- **EXERCISE AIM**: What lines of the material below include the string "because"? Copy all of them.

------

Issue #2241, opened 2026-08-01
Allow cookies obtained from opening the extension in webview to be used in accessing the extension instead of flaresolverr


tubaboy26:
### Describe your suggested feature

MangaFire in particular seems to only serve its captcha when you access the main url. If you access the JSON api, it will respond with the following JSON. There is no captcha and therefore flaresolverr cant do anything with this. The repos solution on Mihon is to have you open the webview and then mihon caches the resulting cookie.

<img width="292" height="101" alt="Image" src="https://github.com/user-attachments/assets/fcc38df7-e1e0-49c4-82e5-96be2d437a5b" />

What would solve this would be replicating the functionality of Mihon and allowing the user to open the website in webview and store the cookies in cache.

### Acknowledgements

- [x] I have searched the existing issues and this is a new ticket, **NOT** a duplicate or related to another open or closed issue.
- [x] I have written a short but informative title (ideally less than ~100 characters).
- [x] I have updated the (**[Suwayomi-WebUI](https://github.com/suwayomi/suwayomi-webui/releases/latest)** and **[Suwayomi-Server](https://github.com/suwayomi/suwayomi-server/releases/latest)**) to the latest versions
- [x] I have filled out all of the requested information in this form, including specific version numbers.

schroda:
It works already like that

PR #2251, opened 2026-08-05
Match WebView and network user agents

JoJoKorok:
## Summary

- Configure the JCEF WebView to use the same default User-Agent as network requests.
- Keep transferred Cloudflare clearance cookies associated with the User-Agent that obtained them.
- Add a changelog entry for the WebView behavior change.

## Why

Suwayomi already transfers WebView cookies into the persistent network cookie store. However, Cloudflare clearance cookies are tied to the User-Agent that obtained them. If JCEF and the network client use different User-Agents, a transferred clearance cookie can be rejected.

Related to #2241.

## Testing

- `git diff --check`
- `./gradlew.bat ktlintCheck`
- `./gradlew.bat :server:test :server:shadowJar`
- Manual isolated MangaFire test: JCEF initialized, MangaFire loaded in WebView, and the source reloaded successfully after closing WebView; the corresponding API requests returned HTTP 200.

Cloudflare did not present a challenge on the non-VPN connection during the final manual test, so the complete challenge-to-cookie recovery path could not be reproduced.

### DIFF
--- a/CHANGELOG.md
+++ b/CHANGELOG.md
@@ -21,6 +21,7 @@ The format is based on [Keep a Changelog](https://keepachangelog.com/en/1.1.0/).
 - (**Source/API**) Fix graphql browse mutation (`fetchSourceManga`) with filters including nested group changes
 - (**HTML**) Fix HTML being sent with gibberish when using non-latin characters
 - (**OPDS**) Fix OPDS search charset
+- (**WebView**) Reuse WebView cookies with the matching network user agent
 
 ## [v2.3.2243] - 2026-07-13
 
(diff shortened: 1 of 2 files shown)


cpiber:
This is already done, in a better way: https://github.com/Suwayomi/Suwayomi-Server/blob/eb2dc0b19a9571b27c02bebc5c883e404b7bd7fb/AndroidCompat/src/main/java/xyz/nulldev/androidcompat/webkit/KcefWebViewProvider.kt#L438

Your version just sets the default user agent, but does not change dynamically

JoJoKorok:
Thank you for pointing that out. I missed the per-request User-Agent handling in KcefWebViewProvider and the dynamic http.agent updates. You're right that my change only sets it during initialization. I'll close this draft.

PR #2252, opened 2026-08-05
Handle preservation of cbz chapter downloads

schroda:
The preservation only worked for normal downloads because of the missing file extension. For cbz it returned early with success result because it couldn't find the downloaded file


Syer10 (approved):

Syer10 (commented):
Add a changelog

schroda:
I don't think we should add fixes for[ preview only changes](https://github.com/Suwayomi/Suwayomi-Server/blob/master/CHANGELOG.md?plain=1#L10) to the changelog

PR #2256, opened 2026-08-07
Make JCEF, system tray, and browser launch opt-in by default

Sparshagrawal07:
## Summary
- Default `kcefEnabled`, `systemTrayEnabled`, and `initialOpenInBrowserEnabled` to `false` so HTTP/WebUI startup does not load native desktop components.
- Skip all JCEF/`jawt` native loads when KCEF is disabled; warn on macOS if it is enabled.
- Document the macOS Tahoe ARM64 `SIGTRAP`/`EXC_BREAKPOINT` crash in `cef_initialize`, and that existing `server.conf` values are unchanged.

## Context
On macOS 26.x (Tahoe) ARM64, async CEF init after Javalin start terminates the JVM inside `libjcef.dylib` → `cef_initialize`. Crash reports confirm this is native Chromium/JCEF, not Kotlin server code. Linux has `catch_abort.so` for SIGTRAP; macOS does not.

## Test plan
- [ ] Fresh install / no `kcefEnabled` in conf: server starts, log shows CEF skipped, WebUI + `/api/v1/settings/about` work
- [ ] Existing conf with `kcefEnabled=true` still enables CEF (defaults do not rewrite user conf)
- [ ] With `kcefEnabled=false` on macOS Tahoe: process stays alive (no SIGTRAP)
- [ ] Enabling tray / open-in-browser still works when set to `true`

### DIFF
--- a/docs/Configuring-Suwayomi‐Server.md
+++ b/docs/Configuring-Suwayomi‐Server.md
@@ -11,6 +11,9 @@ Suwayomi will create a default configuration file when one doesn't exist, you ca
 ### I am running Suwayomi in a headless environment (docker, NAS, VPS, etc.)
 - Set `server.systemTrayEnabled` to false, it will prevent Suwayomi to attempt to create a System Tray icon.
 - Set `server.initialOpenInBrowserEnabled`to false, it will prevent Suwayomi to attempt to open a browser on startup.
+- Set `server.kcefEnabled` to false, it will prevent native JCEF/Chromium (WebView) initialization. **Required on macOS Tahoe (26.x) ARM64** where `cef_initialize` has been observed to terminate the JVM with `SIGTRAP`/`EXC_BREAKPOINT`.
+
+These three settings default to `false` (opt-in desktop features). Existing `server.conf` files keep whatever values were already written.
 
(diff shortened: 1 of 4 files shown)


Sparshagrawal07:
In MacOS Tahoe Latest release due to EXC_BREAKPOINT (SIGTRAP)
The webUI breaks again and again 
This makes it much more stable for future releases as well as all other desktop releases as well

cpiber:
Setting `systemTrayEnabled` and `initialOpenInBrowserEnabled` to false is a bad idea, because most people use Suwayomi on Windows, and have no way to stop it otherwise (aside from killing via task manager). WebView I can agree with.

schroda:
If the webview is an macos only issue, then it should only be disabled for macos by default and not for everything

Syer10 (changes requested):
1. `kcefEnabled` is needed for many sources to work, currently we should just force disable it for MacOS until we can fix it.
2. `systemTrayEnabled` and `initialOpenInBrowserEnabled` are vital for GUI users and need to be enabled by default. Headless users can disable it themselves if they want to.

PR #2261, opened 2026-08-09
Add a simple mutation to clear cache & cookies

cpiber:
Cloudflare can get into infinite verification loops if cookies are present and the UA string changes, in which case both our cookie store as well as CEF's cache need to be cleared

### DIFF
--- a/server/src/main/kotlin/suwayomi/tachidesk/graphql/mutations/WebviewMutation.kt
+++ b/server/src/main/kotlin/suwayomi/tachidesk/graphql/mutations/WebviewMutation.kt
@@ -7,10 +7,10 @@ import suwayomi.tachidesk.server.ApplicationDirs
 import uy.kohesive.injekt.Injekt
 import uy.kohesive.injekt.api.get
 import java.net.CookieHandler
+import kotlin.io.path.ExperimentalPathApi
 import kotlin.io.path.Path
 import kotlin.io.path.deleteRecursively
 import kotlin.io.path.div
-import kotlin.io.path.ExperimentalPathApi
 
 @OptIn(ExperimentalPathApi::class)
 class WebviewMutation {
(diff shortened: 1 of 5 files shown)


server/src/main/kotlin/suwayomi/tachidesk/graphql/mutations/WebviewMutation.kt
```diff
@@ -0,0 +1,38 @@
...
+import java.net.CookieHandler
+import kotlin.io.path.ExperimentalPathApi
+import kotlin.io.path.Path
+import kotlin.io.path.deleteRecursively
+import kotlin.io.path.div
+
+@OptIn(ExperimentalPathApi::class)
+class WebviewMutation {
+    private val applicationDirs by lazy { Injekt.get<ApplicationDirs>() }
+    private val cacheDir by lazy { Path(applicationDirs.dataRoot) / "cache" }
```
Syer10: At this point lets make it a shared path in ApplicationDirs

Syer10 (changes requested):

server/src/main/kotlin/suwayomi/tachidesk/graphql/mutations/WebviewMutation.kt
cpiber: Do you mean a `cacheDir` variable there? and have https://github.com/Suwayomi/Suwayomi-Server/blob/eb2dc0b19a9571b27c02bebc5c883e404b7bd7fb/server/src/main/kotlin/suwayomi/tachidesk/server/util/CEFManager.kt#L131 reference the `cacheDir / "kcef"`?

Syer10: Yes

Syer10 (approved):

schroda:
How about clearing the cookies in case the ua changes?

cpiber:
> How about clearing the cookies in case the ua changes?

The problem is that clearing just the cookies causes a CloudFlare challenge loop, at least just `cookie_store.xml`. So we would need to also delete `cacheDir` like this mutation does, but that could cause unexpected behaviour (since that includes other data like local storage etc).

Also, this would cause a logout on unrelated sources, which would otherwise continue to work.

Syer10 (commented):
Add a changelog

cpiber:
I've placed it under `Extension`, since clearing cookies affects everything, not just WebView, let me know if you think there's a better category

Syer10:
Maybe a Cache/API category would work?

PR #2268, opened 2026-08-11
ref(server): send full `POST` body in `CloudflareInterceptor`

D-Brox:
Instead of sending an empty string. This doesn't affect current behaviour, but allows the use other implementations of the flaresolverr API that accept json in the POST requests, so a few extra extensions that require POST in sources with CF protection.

------

- **RESPONSE**:
The preservation only worked for normal downloads because of the missing file extension. For cbz it returned early with success result because it couldn't find the downloaded file
Setting `systemTrayEnabled` and `initialOpenInBrowserEnabled` to false is a bad idea, because most people use Suwayomi on Windows, and have no way to stop it otherwise (aside from killing via task manager). WebView I can agree with.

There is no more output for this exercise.